I promised to tell about the cool new bottle we got in the recovery room after Mallorie's surgery. It's put out by a company called Zip-N-Squeeze, and is called a Soft Sipp bottle. It is AMAZING.
Of course, it was created by a nurse. :)
It has a one-way valve, so you can control the rate in which you give liquids, and has a really, really soft and flexible tubing that doesn't even hurt the mouth to use after surgery. I wish we had known about this bottle sooner.
Mallorie had been unexpectedly hospitalized for almost a month in February, after she had a mouth surgery. Although she had not been fabulous about taking bottles before then, she got so she would not even take the occasional bottle, ever. She had developed some gagging and vomiting issues, partly due (I think) to some formulas we had been trying, and I think partly also because of the time she spent with a tube in her throat while she was on the vent. She eventually became upset about anything being in or near her mouth, including a bottle nipple, and would gag and vomit in response. She would only take sips of water or Pedialyte drizzled into her mouth by syringe.
Except for that bottle she took on Saturday, it had been several months, I think, since any of us have been successful in getting her to even take a sip except by syringe, so we carry syringes everywhere. The problem with syringes is that they are either so small that you are refilling them every few minutes ... a 10cc syringe is just 2 teaspoons ... or you look goofy squirting a 60cc (2 oz) syringe in your kid's mouth in public. It looks like a horse syringe!
But with this new squirt bottle, you can feed liquids in a controlled fashion, and because the tubing is so thin and soft, even Mallorie, with the oral aversion she'd developed, took to it easily. And no sucking is required, so it's great for kids who haven't developed a good suck, but who still can manage to swallow liquids without aspirating. It holds 3 oz (about 90 cc).

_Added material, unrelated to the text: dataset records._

PR #378, opened 2018-12-02
make the extrema use a mask to find the true extrema in the domain

### LINKED ISSUE #291: fextrema should mask out coarse levels

zingale:
closes #291


maxpkatz:
This also fixes a bug in development where -v wasn't actually restricting to the requested variable -- thanks!

PR #388, opened 2018-12-19
Bunch of changes to support MLMG performance analysis and tuning

cychan-lbnl:


WeiqunZhang:
Thanks for the pull-request!  It's a lot of changes.  So I will probably review this after the new year.

WeiqunZhang:
I made a pull-request to the cy-perf branch.  I also have some additional comments.

`perf::Counters`: Could we have a function that can reset all the counters to zero?  We might also want to put that in `The_Finalize_function_Stack`.

 `CommCache comm_cache` is a variable in an anonymous namespace in `AMReX_MLLinOp.cpp`.  The constructor of `CommCache` calls `amrex::ExecOnFinalize(finalize_comm_cache)` defined in `AMReX.cpp` that uses the `The_Finalize_Function_Stack` variable in another anonymous namespace.  C++ rules on the initialization of variables with static storage are too complicated for me to be confident on this.  But I think the initialization order of these two variables is unspecified.   What do you think?

`Machine the_machine` is an anonymous namespace variable.  I think we had better clear the cache in `amrex::Finalize()`.  This is because a code is supposed to be able to repeatedly call `amrex::Initialize` and `amrex::Finalize` with different communicators passed to amrex.

WeiqunZhang:
Another comment.  Could we add an optional argument to `DistributionMapping::makeSFC (const BoxArray& ba)` so that its default behavior doesn't change?

cychan-lbnl:
Thanks for the comments!

Good point about the static initialization ordering problem.  I can add
Finalize functions to reset the perf counters and clear the neighborhood
cache and add a function (e.g. MLMG::Initiialize) called from
amrex::Initialize to register the finalize functions.

For the makeSFC behavior, I did have a version that read an input parameter
(e.g. mg.makesfc_use_box_vol) that switched the function's behavior.  I had
taken it out for the pull request because I thought it would be more
desirable under most circumstances versus the default where every box is
weighted equally.  What do you think?

WeiqunZhang:
Regarding `makeSFC`, it makes sense and I agree with you.  So maybe we can add an optional argument that defaults to the new behavior.

WeiqunZhang:
We cannot put MLMG and machine::initialize in AMReX.cpp because MLMG source codes are not always included.

cychan-lbnl:
Okay, what if we have MLMG initialize the first time an MLMG object is
created instead?  This can be done with a static variable.

Since machine::initialize does not depend on MLMG (only
Src/Base/AMReX_Machine.cpp/.H), is it okay to have it in AMReX.cpp?

WeiqunZhang:
Yes, machine is fine because it's in `Base/`.   Yes, you can make `MLLinOp`'s (not `MLMG`'s) constructor check a static boolean flag for initialization.

WeiqunZhang:
Cy, if you don't have any changes, I will merge it.

cychan-lbnl:
Okay, thanks!

PR #404, opened 2019-02-02
New heat tutorials

ylunalin:
Added OpenACC and OpenMP versions. CUDA version still works, but I noticed its answer seems to be different from CPU or OpenACC/OpenMP versions.


atmyers:
Hi Luna,

Do you have any idea why the CUDA version is giving different answers? One possible difference is that the CUDA version uses different streams, while the OpenACC / OpenMP versions are synchronous by default.

ylunalin:
There is a typo in the cuda source code, in calling update_phi, the fabs phiNew, phiOld are both from phi_old. After correcting that, there's still a large difference. We are not talking about round off level of difference, the relative difference is 18.7%.

ylunalin:
Hey Andrew, I spent some time tracking the error. It seems like writing the update_phi device on multiple lines makes a different. I wonder if it has something to do with the function being  inlined? I fixed it, and now the answers of all three agree.

WeiqunZhang:
Thanks for finding my bug.  It's not because of multiple lines.  It's
because in C++

    a = 1, + 2, +3;

is legitimate but is not 1+2+3.  Somehow I typed some extra commas.

PR #406, opened 2019-02-08
Add floating point awareness to the plot_per/check_per logic

maxpkatz:
The current logic can be slightly erroneous due to floating point issues. For example, if the timestep is 0.01 and the plot_per is 0.1, you would expect plotfiles at steps that are multiples of 10, but due to roundoff errors the current logic will sometimes plot in the 11th step instead of the 10th. By adding a small number to both sides of the comparison, we can guarantee plotting on exactly the timestep we intended.


WeiqunZhang:
There might be a flaw because `dt_buffer` changes due to the change of `dt_level`.  Suppose at step `n-1`, `num_per_old` and `num_per_new` are equal, but the pre-conversion double value of `num_per_new` is very very close to `num_per_new+1`.  Suppose `dt_level` at next step becomes bigger.  Then `num_per_old` and `num_per_new` at step `n` might be same again.  The problem is in the new way `num_per_new` at step `n-1` can be different from `num_per_old` at step `n`.  When that happens, we will miss a plotfile.

maxpkatz:
I agree that this could happen. I haven't been able to actually reproduce it in Castro with a targeted test, but I see how it could happen if I got the numbers just right. I will come up with something else that is immune to this.

maxpkatz:
I am able to make a related issue happen though: the plotfile can happen a step early, for essentially the same reason. I can reproduce this in the Castro KH problem by running with:
```
mpirun -np 1 ./Castro2d.gnu.MPI.OMP.ex inputs.2d amr.checkpoint_files_output=0 max_step=12 stop_time=1.2e3 castro.max_dt=100.0 amr.plot_per=1.e3 castro.init_shrink=0.99999999 castro.change_max=1.000000001 castro.output_at_completion=0 geometry.prob_hi=1.e6 1.e6
```
This should plot at step 11 only, but actually prints at step 10, when the current time is 999.9999945.

maxpkatz:
I have fixed the issue. What we do now is, first do the normal calculation of num_per_old and num_per_new. Then, if we detect that either the current time, or the last time (`cumtime - dt_level[0]`), is within machine epsilon of a plot_interval, then we increment num_per_new or num_per_old, respectively.

WeiqunZhang:
I like you current approach.  And I have two suggestions.

(1) `epsilon` in `numeric_limits` is epsilon to 1, and it can be quite different for other numbers.   For example, for `1.e-5`, its epsilon is about `1.7e-21`, and for `1.e5`, `1.5e-11`.  So I suggest we use

    std::numeric_limits<Real>::epsilon()*10.0*std::abs(cumtime)

instead.

(2) Maybe we can make `num_per_old` static so that we don't have to repeat the calculation.

maxpkatz:
(1) I agree and I have made that change.

(2) This is a pretty cheap calculation, so I'd rather just pay the small cost of repeating it and avoid the potential code errors involved from saving it (e.g. from dealing with restarts).

WeiqunZhang:
I think I was clear in my second comment.  I was simply thinking of

    if (check_per > 0.0)
    {
        static bool first = true;
        static int num_per_old = (cumtime-dt_level[0]) / check_per;
        ...
        if (first) {
            first = false;
            // may need to do num_per_old += 1;
        }
        ...
        num_per_old = num_per_new;
    }

I was worried about (t+dt)-dt may not be equal to t.  But even if it could happen, the chance is probably smaller we will be invaded by an alien species tomorrow.  So I am OK your current changes.

WeiqunZhang:
I meant I was not clear.

PR #943, opened 2020-05-27
CI: DPC++

ax3l:
Prepares Intel DPC++ CI builds, backported from WarpX.

Let's intentionally not set the "required" option yet to this one, because we depend on a public beta release for CI that is a bit slower than other releases we have access to for development.

### DIFF
--- a/.github/workflows/cmake/dependencies_dpcpp.sh
+++ b/.github/workflows/cmake/dependencies_dpcpp.sh
@@ -1,0 +1,23 @@
+#!/usr/bin/env bash
+#
+# Copyright 2020 The AMReX Community
+#
+# License: BSD-3-Clause-LBNL
+# Authors: Axel Huebl
+
+set -eu -o pipefail
+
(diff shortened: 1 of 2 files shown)


WeiqunZhang:
@mic84 is currently working on adding DPC++ support to cmake build system.  Maybe you two can coordinate.

ax3l:
Yes, already in contact. I leave this open and rebase when the new `ENABLE_DPP` option was added.

ax3l:
DPC++ is now public on beta7 and we are well set to roll :)

One tutorial still has a hick-up:
```
Tutorials/LinearSolvers/MultiComponent/MCNodalLinOp.cpp:46:25: error: SYCL kernel cannot call a virtual function
                                for (int m = 0; m < getNComp(); m++)
                                                    ^
```

And it turns out `dpcpp` builds slower than `nvcc`.

WeiqunZhang:
I will fix that tutorial.

ax3l:
Thanks! Cross-ref: #1038

PR #947, opened 2020-05-29
Windows

WeiqunZhang:
- If it's Windows, use C++17 for files system operations, and avoid posix functions.

- Avoid gcc extension that allows embedded prepressor directive in function macro.

- Get around some MSVC template argument deduction issues.

- Rename amrex::USleep to amrex:Sleep and use C++ thread for sleep.  The reason for renaming is it would be very confusing that `usleep` in `unistd` sleeps for given microseconds whereas `amrex::USleep` sleep for given seconds.

- Windows CI


ax3l:
If you like to cherry-pick a remote CI build, I drafted the support in https://github.com/ax3l/amrex/commit/99fae0bbc10af35d6e692751efea8448ddfe209e :)

WeiqunZhang:
Great! I will.

ax3l:
here is another one for commonly needed MSVC flags: https://github.com/ax3l/amrex/commit/d60a8d820d6e5a6041c890f0e209d9cd54011089

.github/workflows/windows.yml
```diff
@@ -0,0 +1,18 @@
...
+    name: MSVC C++17 w/o Fortran w/o MPI
+    runs-on: windows-latest
+    steps:
+    - uses: actions/checkout@v2
+    - name: Build & Install
+      run: |
+        mkdir build
+        cd build
+        cmake .. -DENABLE_FORTRAN=OFF -DENABLE_MPI=OFF -DCMAKE_CXX_STANDARD=17
+        cmake --build . --config Release
```
ax3l, line 17: Let's try to build tutorials as well:
```suggestion
        cmake .. -DENABLE_TUTORIALS=ON -DENABLE_FORTRAN=OFF -DENABLE_MPI=OFF -DCMAKE_CXX_STANDARD=17
        cmake --build . --config Release --target tutorials
```

WeiqunZhang:
This is ready for review.

Src/Base/AMReX_Arena.cpp
```diff
@@ -11,7 +11,17 @@
 #include <AMReX_ParmParse.H>
 #include <AMReX_Gpu.H>
 
+#ifdef _WIN32
```
ax3l, line 14: I think it's the right way to support the system compilers (XCode's Clang fork on macOS and MSVC on Windows).

Nevertheless, where specific to a stdlib & runtime system, I would replace `__APPLE__` and `_WIN32` macros with slightly more specific Apple+Clang guards and MSVC guards (`if defined(_MSC_VER) && !defined(__INTEL_COMPILER)`).

Background: there are GNU-based compilers for Windows, too such as Cygwin and MSYS2 that some scientific projects use which rely on e.g. a full POSIX.

On macOS, one might need to potentially differentiate between vanilla clang, xcode clang and gcc, too - but let's just add this when it's actually needed.

WeiqunZhang: ```In gcc for Cygwin, _WIN32 is only defined when you use the -mwin32 gcc command line options. This is because Cygwin is supposed to be a POSIX emulation environment in the first place and defining _WIN32 confuses some programs which think that they have to make special concessions for a Windows environment which Cygwin handles automatically.```

This is from https://cygwin.com/faq/

WeiqunZhang: As for Mac, there are a few places with `__APPLE__` for two purposes.  One is backtrace support.  I don't have access to Mac.  So I used someone's Mac and added backtrace support.  I think it works with gcc and I don't know if it works with clang.  The other is some cuda stuff does not work on Mac.

ax3l: Sounds good then! CUDA is deprecated on macOS anyway and removed in CUDA11+.

WeiqunZhang:
I have run CPU and GPU regression testing using several codes.  And beside the CI, I have tested PGI, Cray, Intel, and IBM compilers.

PR #951, opened 2020-05-31
set up DPC++ regression test suite

WeiqunZhang:


atmyers:
The "Tracers" test works too I think.

WeiqunZhang:
Yes, I will add it.

atmyers:
There is a setup for this with CUDA (not checked in) on garuda: https://ccse.lbl.gov/pub/GpuRegressionTesting/AMReX/2020-05-29/Tracers.html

Of course, if she ever decides she likes her regular bottles again, we may outgrow our need for her ZNS bottle!
In October 2006, we went for an ultrasound for our fifth child, and were told that our daughter probably had a chromosomal defect. We were urged to get an amniocentesis so that genetic testing could be done, “so the doctors will know what decisions to make.” The specialist told us that he suspected Trisomy 13 or 18, and if he was correct, then no OB would do a c-section because it wouldn’t make a difference for the end outcome. Besides, no surgeon would operate on her back (she had a meningocele – spina bifida), because “Trisomy 18 and 13 are what are called lethal conditions. They are incompatible with life.”
That’s how our story with her began, but it is most certainly not the end. As her amazing pediatrician said about examining her at birth, “I looked into her eyes, and she looked back at me and said, I’m here for the long haul, chick.”